• Work to be completed: Write out exactly the lines of the entries below from the one holding "float d_ = 0.0f;" to the one holding "Ttl: I didn't", inclusive, and leave out all other lines.

Records contained in a dataset:
○ ○ ○ ○
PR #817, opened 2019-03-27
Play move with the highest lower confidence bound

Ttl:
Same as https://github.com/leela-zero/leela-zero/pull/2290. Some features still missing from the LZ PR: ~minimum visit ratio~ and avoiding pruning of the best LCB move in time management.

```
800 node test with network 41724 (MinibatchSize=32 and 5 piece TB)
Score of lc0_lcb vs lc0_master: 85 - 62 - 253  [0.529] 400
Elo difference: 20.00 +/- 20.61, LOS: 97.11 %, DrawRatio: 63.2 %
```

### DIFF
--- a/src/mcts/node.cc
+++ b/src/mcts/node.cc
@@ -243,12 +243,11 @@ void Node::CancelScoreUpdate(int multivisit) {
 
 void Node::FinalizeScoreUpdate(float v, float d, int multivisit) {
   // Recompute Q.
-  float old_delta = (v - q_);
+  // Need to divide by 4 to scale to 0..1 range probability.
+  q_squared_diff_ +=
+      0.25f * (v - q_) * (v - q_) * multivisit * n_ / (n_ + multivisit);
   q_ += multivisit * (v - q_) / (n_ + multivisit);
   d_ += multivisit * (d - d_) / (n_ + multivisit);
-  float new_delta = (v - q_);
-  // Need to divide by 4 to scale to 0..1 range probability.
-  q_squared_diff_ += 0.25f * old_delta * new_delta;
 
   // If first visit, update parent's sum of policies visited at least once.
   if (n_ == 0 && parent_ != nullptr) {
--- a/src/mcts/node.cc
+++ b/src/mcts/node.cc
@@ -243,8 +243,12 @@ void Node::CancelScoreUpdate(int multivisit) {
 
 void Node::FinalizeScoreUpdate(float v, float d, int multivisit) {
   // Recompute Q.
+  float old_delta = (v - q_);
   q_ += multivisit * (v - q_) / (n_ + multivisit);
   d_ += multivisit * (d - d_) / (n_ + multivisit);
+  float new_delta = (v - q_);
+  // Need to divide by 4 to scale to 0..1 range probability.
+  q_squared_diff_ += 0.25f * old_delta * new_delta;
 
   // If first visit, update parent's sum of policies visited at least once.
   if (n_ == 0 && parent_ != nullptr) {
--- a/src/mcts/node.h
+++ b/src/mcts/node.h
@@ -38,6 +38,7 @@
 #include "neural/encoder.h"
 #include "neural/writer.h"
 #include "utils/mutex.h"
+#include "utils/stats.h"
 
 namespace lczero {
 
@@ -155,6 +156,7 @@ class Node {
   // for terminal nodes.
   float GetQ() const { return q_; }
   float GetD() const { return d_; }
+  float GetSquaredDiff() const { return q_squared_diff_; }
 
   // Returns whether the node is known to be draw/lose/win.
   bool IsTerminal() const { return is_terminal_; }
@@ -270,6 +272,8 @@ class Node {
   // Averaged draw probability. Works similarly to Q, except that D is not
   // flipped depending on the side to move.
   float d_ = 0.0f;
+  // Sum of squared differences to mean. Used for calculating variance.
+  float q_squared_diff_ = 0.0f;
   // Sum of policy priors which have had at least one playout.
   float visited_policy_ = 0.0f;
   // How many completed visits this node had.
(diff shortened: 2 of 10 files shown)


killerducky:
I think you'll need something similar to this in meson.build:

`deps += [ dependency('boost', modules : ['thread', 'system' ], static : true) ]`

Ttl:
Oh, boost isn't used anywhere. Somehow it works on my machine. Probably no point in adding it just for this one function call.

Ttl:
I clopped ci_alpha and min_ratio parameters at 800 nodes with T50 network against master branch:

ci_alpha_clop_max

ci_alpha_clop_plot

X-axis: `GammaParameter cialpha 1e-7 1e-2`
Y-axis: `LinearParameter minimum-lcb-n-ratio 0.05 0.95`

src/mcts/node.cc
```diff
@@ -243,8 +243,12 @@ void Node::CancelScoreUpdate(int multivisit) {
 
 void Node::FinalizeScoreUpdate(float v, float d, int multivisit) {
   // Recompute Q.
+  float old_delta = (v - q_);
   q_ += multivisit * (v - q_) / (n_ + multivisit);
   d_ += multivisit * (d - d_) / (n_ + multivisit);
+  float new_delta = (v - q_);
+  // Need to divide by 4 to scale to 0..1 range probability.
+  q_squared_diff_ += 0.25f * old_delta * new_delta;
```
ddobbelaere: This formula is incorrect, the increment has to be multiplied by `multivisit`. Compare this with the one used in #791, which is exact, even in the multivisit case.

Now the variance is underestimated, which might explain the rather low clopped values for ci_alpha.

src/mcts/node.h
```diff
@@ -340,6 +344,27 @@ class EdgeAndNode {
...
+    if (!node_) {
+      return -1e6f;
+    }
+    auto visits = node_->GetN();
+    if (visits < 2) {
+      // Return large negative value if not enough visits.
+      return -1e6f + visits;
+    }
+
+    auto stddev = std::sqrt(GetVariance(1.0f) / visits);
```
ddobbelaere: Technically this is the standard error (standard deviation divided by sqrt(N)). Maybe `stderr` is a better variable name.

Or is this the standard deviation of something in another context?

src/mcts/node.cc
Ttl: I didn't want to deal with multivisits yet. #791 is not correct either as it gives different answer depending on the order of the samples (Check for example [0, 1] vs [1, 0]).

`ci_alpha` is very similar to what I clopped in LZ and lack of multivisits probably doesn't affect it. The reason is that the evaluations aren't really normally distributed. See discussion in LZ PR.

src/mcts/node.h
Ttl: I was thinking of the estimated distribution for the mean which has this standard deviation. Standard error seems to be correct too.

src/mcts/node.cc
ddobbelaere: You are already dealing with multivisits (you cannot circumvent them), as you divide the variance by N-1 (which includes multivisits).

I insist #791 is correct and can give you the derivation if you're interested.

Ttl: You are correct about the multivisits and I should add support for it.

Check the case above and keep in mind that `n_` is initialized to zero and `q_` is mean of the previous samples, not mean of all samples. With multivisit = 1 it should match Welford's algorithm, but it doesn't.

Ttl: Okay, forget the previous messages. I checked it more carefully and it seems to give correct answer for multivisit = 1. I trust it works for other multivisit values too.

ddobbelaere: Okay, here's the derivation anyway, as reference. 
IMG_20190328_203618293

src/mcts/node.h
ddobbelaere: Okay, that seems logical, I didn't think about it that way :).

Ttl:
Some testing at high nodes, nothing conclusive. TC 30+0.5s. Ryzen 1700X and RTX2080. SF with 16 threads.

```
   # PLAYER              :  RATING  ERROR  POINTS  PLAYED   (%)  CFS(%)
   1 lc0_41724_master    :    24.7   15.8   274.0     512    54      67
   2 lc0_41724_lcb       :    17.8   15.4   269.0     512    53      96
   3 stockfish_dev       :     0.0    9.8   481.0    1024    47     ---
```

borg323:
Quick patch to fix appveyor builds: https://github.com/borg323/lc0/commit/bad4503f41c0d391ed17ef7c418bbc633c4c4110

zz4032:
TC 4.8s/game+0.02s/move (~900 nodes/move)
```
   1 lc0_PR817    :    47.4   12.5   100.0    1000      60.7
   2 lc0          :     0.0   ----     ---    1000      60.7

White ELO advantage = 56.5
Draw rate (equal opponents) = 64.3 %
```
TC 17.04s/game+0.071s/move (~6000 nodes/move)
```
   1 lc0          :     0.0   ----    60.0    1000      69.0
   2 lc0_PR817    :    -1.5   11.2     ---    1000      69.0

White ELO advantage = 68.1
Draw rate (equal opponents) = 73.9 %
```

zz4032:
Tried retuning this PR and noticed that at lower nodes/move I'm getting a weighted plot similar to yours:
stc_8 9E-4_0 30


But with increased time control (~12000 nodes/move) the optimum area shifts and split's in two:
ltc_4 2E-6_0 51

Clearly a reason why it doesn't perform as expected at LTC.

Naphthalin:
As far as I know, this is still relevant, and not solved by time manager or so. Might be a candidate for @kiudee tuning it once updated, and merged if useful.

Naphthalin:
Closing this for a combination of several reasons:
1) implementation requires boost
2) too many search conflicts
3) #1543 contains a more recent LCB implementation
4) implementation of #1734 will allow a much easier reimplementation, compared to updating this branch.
○ ○ ○ ○
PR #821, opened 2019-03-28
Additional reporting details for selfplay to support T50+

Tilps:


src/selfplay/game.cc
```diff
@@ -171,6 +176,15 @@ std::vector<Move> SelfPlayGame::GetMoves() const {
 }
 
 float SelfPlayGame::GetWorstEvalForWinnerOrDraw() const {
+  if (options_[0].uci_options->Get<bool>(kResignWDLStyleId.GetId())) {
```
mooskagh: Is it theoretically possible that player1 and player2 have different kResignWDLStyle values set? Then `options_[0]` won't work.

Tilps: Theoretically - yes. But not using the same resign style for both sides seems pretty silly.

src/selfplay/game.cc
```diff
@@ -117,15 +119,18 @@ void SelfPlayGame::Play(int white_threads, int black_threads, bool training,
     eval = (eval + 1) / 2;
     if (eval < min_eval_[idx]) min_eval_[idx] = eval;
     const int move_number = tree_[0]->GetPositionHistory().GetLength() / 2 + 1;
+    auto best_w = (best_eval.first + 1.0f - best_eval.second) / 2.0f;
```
○ ○ ○ ○
• Response for this exercise:
   float d_ = 0.0f;
+  // Sum of squared differences to mean. Used for calculating variance.
+  float q_squared_diff_ = 0.0f;
   // Sum of policy priors which have had at least one playout.
   float visited_policy_ = 0.0f;
   // How many completed visits this node had.
(diff shortened: 2 of 10 files shown)


killerducky:
I think you'll need something similar to this in meson.build:

`deps += [ dependency('boost', modules : ['thread', 'system' ], static : true) ]`

Ttl:
Oh, boost isn't used anywhere. Somehow it works on my machine. Probably no point in adding it just for this one function call.

Ttl:
I clopped ci_alpha and min_ratio parameters at 800 nodes with T50 network against master branch:

ci_alpha_clop_max

ci_alpha_clop_plot

X-axis: `GammaParameter cialpha 1e-7 1e-2`
Y-axis: `LinearParameter minimum-lcb-n-ratio 0.05 0.95`

src/mcts/node.cc
```diff
@@ -243,8 +243,12 @@ void Node::CancelScoreUpdate(int multivisit) {
 
 void Node::FinalizeScoreUpdate(float v, float d, int multivisit) {
   // Recompute Q.
+  float old_delta = (v - q_);
   q_ += multivisit * (v - q_) / (n_ + multivisit);
   d_ += multivisit * (d - d_) / (n_ + multivisit);
+  float new_delta = (v - q_);
+  // Need to divide by 4 to scale to 0..1 range probability.
+  q_squared_diff_ += 0.25f * old_delta * new_delta;
```
ddobbelaere: This formula is incorrect, the increment has to be multiplied by `multivisit`. Compare this with the one used in #791, which is exact, even in the multivisit case.

Now the variance is underestimated, which might explain the rather low clopped values for ci_alpha.

src/mcts/node.h
```diff
@@ -340,6 +344,27 @@ class EdgeAndNode {
...
+    if (!node_) {
+      return -1e6f;
+    }
+    auto visits = node_->GetN();
+    if (visits < 2) {
+      // Return large negative value if not enough visits.
+      return -1e6f + visits;
+    }
+
+    auto stddev = std::sqrt(GetVariance(1.0f) / visits);
```
ddobbelaere: Technically this is the standard error (standard deviation divided by sqrt(N)). Maybe `stderr` is a better variable name.

Or is this the standard deviation of something in another context?

src/mcts/node.cc
Ttl: I didn't want to deal with multivisits yet. #791 is not correct either as it gives different answer depending on the order of the samples (Check for example [0, 1] vs [1, 0]).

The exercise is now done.